SHANGHAI/HONG KONG — Chinese companies are staring at the prospects of a drought of new equity capital as tougher domestic IPO rules and challenges in listing overseas severely curb their fundraisings, putting at risk the floundering economy’s recovery.
China’s securities watchdog has sharply tightened scrutiny of IPOs this year, leading to companies scrapping domestic listing plans in droves, with some turning to offshore markets such as Hong Kong and New York.
However, sharper scrutiny of IPO hopefuls in the U.S. amid geopolitical tensions and a weaker Hong Kong market will stymie offshore listings for many, highlighted by Alibaba’s move this week to ditch the Hong Kong IPO plan of its logistics unit.
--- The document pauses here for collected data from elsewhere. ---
PR #2732, opened 2019-04-13
Update normalizer service priority

### LINKED ISSUE #1018: [question] Use Callbacks to Serialize Properties
Thank you to Api Platform for your great work !

Is it possible to use the [Serialize Properties Callback fonctionnality](https://symfony.com/doc/current/components/serializer.html#using-callbacks-to-serialize-properties-with-object-instances) in order to transform one field ?

In my example, I've got a Symfony Service which transform RTF string to HTML and I'd like with a callback to transform multiple RTF field to HTML.

Thank you !

JarJak:
This change fixes https://github.com/api-platform/api-platform/issues/1018.

Maybe it's not the best solution, but it can be a clue where to look for a bugfix or solution.

| Q             | A
| ------------- | ---
| Bug fix?      | yes
| New feature?  | no
| BC breaks?    | no
| Deprecations? | no
| Tests pass?   | no
| Fixed tickets | https://github.com/api-platform/api-platform/issues/1018

### DIFF
--- a/src/Bridge/Symfony/Bundle/Resources/config/api.xml
+++ b/src/Bridge/Symfony/Bundle/Resources/config/api.xml
@@ -104,7 +104,7 @@
             <argument>false</argument>
 
             <!-- Run after serializer.normalizer.data_uri but before serializer.normalizer.object -->
-            <tag name="serializer.normalizer" priority="-923" />
+            <tag name="serializer.normalizer" priority="-900" />
         </service>
 
         <!-- Resources Operations path resolver -->


src/Bridge/Symfony/Bundle/Resources/config/api.xml
```diff
@@ -104,7 +104,7 @@
             <argument>false</argument>
 
             <!-- Run after serializer.normalizer.data_uri but before serializer.normalizer.object -->
-            <tag name="serializer.normalizer" priority="-923" />
+            <tag name="serializer.normalizer" priority="-900" />
```
teohhanhui: Do you know which normalizer was being called instead?

JarJak: No. How can I check it?

JarJak: It breaks with priority -901

teohhanhui: I think it must be related to a normalizer from another package you're using.

teohhanhui: Oh, okay, I understand now. Your resource class implements JsonSerializable?

JarJak: Yes it does!

teohhanhui: What do you expect to happen in this case? If your class implements JsonSerializable, we should respect your desire to customize the output, no?

JarJak: I expect output to be the same as it it was before 2.4.0-beta2. I use \JsonSerializable in other places of my code, not to customize the API output.

teohhanhui: Let me rephrase that:

I know what you expect in this case. But how do we know what the user expects when they implement JsonSerializable? I think the current priority is more correct.

JarJak: I think that user at least expects that doing an API request for a single item won't return a collection to him.

JarJak: Maybe we can assume that if dev defines serialization groups and puts them into de/normalization_context, then he wants to use those groups instead of jsonSerialize()?

teohhanhui: We can't do that. The lower priority means our normalizer is not called if you implement JsonSerializable. That to me is expected behavior. It's not expected for a resource class to implement JsonSerializable.

As for why it returns a collection, I'm not really sure without taking a deeper look. We check for iterable in the CollectionNormalizer.

JarJak: > It's not expected for a resource class to implement JsonSerializable.

This should be mentioned in the docs.

soyuka:
Shouldn't we support `JsonSerializable`?

teohhanhui:
> Shouldn't we support JsonSerializable?

It's already supported by [serializer.normalizer.json_serializable](https://github.com/symfony/symfony/blob/v4.2.5/src/Symfony/Bundle/FrameworkBundle/Resources/config/serializer.xml#L54-L57)

soyuka:
Thanks @teohhanhui  it's `-900` we need to know what normalizer got executed instead.

teohhanhui:
Yeah, https://github.com/api-platform/core/pull/2732#discussion_r275135011 is still a concern.

teohhanhui:
Okay, so the reason why it gets converted into a collection is because of this call here (together with our `CollectionNormalizer`): https://github.com/symfony/symfony/blob/v4.3.2/src/Symfony/Component/Serializer/Normalizer/JsonSerializableNormalizer.php#L41

teohhanhui:
Replaced by #2921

During January-March 2024, money raised via China IPOs plunged two-thirds from a year ago to just $2.4 billion, the smallest quarterly fundraising since the fourth quarter of 2018, and down 82 percent from a year earlier, preliminary LSEG data showed.
READ: Regulatory logjam in China offshore listings hits firms’ funding plans
The sudden freeze of an IPO market that was the world’s biggest in 2023 and 2022 comes after the securities watchdog, under new chairman Wu Qing, vowed to step up scrutiny of listing candidates and crack down on any lapses.
The IPO tightening “would make it increasingly difficult for small companies to raise capital” and for private equity investment to exit, said Andrew Qian, CEO of Shanghai-based investment and advisory firm New Access Capital.
“IPOs in China will become scarce resources,” said Qian, who is now helping some companies list on Nasdaq instead.
Drivers of growth, employment in China
For venture capitalists, the difficulty to exit will, in turn, lead to difficulty in fundraising, and “it would be increasingly challenging to invest in early-stage, small, hi-tech companies”, said Qian.
These are the kinds of companies that are the crucial drivers of economic growth and employment in China.
The sharp plunge in IPOs comes against the backdrop of a stock market rout at the beginning of the year after mainland shares lagged global stocks for three years, and deflation at levels unseen since the global financial crisis of 2008-09.
READ: Chinese companies axe IPO plans amid listing scrutiny
Raising debt and private capital is tough too for small-sized companies, mainly technology startups, due to their early-stage business models and weaker credit profile. This is likely to leave some with little choice other than to rein in growth plans and cut costs.
“When the economy is slowing, you should make use of the capital markets to help companies wade through difficulties as soon as possible,” said Yang Chongyi, a financial adviser who helps Chinese companies list overseas.
So far this year, though, the Shanghai and Shenzhen stock exchanges have accepted zero IPO applications.
China this month unveiled a set of rules to tighten scrutiny over IPOs, public companies and underwriters. In addition, it curbed IPOs also to reduce equity supply and ease selling pressure in a wobbly secondary market.
Tighter scrutiny
With the tighter scrutiny and shrinking liquidity triggering uncertainty about domestic listings, many companies are giving up hopes to list – more than 80 IPO candidates in China have terminated their plans to list at home so far this year.
Companies and underwriters “dare not” apply now as “once you hand in your application, you become vulnerable to punishment for fraud or negligence as regulators start poring over the materials,” said a banker on condition of anonymity.
The banker said he is advising some clients to go offshore.
So far this year, 38 Chinese companies have applied to list overseas, according data from the China Securities Regulatory Commission (CSRC), which vets such share sales under a one-year-old filing system.
Five of them, including Kepuni Holdings and Huajin (China) Holdings Ltd, are aiming for a U.S. listing, while the rest are eyeing Hong Kong.
“There’s more certainty in Hong Kong’s stock market. Or put it another way, there’ re very clear rules in that market,” said Tang Jinghua, chairman of Shanghai Voicecomm Information Technology Co, which got CSRC’s nod this month.
Tang said the company will still seek a mainland listing in future.
Uncertainty of overall vetting process
Jiangsu Guofu Hydrogen Energy Equipment Co, another Chinese company seeking a Hong Kong listing, said it scrapped a plan to list in Shanghai “considering the uncertainty of the overall vetting process” according to an exchange filing on March 20.
Sino-US tensions and weaker Hong Kong markets are, however, not going to make offshore listing easier – Alibaba dropped plans to list its Cainiao unit in Hong Kong citing dour “overall environment for doing capital markets” deals.
Chinese firms also need to go through a regulatory approval process, kicked off last April, to list offshore.
“In the next few years, the chance of a domestic IPO is slim for Chinese startups,” said a Shanghai-based executive at a Chinese private equity firm, who declined to be named as he was not authorised to speak to the media.
Tapping capital offshore is also difficult as “the Hong Kong market is relatively small and illiquid, while listing in the U.S. won’t become mainstream due to geopolitical factors. The upcoming U.S. election is another source of uncertainty,” the executive added.